• **What this task involves**: Please copy every line below that contains the string "prototype".

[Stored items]
=== Begin Enclosure ===

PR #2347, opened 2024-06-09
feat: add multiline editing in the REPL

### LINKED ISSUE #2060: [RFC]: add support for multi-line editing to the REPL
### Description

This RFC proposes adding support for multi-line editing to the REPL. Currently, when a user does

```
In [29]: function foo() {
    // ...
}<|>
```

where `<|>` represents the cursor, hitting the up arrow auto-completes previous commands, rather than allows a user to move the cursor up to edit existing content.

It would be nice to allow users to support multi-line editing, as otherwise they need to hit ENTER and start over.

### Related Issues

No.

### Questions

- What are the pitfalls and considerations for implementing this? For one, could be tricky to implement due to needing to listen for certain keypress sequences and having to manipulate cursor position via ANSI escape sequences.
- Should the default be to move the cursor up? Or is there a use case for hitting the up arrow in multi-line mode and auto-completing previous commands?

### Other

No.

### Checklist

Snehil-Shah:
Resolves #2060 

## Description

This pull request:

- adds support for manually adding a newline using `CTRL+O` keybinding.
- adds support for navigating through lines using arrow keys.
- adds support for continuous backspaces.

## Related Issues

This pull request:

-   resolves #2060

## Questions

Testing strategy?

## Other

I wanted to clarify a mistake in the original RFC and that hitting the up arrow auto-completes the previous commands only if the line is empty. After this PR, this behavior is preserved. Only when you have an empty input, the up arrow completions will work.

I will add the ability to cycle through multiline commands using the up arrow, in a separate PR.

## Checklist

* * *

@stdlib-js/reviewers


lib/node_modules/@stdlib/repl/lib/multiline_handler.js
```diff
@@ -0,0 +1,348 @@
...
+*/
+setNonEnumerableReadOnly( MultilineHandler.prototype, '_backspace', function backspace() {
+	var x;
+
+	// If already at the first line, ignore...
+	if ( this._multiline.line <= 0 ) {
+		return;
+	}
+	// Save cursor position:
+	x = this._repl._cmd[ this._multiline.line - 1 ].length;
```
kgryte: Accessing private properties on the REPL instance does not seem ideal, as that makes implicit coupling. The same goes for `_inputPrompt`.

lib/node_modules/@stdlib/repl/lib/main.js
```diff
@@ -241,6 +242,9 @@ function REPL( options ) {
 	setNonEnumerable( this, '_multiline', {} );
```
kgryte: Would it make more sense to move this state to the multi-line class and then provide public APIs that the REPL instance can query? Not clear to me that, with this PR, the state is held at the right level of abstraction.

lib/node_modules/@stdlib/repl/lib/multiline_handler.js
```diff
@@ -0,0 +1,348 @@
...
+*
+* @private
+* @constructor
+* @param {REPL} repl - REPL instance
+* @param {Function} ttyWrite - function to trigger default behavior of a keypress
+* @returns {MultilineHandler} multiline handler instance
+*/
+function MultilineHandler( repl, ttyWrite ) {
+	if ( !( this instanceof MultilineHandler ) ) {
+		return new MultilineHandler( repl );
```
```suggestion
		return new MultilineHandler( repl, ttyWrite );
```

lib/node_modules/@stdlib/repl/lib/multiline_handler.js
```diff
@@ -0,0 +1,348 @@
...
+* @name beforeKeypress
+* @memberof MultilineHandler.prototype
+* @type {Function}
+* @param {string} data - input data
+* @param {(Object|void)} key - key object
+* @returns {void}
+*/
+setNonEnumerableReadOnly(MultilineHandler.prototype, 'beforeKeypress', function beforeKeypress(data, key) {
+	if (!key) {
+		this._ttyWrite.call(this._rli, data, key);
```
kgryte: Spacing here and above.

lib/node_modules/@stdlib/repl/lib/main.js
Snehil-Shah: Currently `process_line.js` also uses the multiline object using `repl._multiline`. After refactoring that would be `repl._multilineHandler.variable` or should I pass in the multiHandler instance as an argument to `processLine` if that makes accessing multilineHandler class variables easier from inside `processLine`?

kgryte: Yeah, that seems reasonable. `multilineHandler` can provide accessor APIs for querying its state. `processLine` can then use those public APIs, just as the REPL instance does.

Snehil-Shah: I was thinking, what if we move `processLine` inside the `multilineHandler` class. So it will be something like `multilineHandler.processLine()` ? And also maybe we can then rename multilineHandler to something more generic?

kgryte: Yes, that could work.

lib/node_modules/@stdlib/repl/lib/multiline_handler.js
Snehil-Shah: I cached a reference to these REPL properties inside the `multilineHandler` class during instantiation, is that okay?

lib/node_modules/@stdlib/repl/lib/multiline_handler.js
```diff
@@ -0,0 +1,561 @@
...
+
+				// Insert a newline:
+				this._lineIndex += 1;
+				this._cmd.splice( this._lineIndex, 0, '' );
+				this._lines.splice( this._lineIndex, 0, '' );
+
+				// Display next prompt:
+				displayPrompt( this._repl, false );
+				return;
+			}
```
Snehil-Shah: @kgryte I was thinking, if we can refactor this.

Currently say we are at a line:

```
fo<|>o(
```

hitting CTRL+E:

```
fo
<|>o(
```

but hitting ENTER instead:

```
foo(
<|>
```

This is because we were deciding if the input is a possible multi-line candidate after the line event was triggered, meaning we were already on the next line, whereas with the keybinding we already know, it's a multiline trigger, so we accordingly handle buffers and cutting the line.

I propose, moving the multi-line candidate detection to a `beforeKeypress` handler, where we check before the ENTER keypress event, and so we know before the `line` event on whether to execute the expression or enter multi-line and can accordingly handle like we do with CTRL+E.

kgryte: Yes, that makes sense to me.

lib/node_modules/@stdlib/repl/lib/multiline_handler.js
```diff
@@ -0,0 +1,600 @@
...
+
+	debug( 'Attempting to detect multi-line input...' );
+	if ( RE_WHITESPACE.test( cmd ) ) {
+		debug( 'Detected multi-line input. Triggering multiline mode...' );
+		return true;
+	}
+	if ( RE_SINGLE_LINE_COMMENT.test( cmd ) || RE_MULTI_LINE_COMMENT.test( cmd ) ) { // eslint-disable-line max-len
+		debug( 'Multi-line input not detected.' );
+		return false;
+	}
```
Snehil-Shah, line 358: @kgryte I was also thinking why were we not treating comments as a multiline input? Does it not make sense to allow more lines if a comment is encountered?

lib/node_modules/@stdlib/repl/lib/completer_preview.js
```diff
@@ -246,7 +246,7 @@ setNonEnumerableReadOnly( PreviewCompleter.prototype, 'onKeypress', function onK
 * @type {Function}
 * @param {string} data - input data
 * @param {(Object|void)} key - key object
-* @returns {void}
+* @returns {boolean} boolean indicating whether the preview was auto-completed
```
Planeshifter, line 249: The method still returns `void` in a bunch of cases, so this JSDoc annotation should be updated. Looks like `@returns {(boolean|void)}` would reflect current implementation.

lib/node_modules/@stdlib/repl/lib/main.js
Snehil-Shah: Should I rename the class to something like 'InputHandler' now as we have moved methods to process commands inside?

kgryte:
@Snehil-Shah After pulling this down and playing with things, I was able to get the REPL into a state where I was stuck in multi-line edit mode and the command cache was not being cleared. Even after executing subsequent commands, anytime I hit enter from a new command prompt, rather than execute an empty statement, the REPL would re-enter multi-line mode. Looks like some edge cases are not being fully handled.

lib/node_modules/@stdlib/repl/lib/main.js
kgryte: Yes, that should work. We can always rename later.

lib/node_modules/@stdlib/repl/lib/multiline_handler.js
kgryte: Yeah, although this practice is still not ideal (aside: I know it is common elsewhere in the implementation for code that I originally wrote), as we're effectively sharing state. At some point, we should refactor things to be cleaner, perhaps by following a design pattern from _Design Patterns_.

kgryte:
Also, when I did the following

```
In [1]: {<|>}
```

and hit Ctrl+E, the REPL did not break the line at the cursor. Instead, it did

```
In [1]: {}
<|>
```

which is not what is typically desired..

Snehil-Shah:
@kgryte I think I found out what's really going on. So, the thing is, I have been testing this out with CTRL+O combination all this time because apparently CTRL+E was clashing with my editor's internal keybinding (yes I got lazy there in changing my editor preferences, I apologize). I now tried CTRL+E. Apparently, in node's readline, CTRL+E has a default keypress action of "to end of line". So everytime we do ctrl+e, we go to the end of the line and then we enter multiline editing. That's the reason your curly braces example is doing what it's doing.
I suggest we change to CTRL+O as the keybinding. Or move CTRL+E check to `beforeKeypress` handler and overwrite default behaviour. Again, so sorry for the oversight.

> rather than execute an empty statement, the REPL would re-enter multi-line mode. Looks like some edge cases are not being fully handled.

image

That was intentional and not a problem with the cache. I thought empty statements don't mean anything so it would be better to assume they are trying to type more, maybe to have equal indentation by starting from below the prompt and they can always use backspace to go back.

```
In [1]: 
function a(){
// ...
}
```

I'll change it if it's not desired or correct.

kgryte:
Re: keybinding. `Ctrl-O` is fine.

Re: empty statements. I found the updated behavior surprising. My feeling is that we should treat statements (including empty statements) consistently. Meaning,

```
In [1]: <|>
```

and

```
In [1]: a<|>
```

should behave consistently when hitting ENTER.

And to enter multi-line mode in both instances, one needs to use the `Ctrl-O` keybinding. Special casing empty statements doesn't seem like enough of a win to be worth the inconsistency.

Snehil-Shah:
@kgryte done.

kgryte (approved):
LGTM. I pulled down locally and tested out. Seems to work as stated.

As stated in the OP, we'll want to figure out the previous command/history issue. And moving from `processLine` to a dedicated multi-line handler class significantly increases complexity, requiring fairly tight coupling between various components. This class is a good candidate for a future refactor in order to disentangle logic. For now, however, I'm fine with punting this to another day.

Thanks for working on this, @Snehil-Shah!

=== End Enclosure ===
=== Begin Enclosure ===

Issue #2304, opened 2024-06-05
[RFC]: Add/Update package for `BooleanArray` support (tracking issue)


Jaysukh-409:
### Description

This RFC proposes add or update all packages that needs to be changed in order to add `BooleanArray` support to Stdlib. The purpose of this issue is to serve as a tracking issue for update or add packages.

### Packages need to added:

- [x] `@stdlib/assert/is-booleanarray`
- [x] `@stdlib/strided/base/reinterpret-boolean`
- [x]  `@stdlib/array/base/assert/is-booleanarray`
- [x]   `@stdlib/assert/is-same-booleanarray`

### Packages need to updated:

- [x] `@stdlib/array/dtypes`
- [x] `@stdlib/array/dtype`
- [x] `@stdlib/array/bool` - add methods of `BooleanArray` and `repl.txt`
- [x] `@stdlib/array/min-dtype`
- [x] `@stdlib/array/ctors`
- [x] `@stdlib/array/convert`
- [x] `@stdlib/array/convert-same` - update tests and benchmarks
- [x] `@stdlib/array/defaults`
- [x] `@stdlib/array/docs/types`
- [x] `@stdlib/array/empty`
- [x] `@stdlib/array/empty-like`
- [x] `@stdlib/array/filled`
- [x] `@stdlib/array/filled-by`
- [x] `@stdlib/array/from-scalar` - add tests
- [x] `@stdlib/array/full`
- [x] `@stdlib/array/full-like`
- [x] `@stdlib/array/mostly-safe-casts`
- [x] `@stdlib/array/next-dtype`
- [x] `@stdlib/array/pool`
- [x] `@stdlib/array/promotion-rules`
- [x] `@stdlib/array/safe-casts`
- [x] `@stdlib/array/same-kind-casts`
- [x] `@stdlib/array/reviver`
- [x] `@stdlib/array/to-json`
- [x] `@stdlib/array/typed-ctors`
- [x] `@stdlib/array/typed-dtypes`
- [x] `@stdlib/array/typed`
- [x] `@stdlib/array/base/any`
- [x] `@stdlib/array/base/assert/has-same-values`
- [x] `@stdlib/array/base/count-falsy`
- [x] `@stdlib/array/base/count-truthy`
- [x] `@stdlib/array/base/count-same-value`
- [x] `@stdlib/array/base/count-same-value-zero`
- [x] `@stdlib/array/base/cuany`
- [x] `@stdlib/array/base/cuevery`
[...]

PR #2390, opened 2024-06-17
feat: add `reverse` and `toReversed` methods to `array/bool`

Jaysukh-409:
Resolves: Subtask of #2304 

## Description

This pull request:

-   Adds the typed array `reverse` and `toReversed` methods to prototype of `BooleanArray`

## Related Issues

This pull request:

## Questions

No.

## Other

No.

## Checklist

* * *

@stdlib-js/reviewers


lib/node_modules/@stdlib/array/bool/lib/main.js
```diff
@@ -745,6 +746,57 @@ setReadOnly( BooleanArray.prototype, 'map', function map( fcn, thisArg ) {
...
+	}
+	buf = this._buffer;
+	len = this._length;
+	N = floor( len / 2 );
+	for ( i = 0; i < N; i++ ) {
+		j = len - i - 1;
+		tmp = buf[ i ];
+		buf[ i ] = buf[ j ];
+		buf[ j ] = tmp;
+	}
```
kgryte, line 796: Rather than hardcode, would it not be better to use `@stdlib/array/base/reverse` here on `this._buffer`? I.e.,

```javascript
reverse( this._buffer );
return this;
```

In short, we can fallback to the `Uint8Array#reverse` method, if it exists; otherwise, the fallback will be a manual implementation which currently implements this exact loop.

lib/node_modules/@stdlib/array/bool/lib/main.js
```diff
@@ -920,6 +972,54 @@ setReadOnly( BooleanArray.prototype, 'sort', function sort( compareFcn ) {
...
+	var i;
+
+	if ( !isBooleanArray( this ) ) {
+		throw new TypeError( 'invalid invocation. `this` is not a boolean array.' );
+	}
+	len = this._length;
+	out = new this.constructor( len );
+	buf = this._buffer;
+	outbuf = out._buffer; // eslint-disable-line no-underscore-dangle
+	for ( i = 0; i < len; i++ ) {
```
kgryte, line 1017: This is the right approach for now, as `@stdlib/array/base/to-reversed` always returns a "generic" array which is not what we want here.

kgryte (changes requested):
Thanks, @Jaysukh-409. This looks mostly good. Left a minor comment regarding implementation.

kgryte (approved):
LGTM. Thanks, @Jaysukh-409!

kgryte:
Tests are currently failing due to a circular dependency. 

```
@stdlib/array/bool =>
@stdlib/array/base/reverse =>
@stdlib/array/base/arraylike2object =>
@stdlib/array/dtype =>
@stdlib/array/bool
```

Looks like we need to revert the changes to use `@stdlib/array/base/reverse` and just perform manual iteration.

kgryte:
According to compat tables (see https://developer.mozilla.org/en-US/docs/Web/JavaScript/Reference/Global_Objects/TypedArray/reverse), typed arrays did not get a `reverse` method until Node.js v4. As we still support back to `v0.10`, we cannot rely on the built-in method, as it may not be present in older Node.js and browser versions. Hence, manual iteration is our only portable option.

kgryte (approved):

=== End Enclosure ===

• **Exercise result**:
+setNonEnumerableReadOnly( MultilineHandler.prototype, '_backspace', function backspace() {
+* @memberof MultilineHandler.prototype
+setNonEnumerableReadOnly(MultilineHandler.prototype, 'beforeKeypress', function beforeKeypress(data, key) {
@@ -246,7 +246,7 @@ setNonEnumerableReadOnly( PreviewCompleter.prototype, 'onKeypress', function onK
-   Adds the typed array `reverse` and `toReversed` methods to prototype of `BooleanArray`
@@ -745,6 +746,57 @@ setReadOnly( BooleanArray.prototype, 'map', function map( fcn, thisArg ) {
@@ -920,6 +972,54 @@ setReadOnly( BooleanArray.prototype, 'sort', function sort( compareFcn ) {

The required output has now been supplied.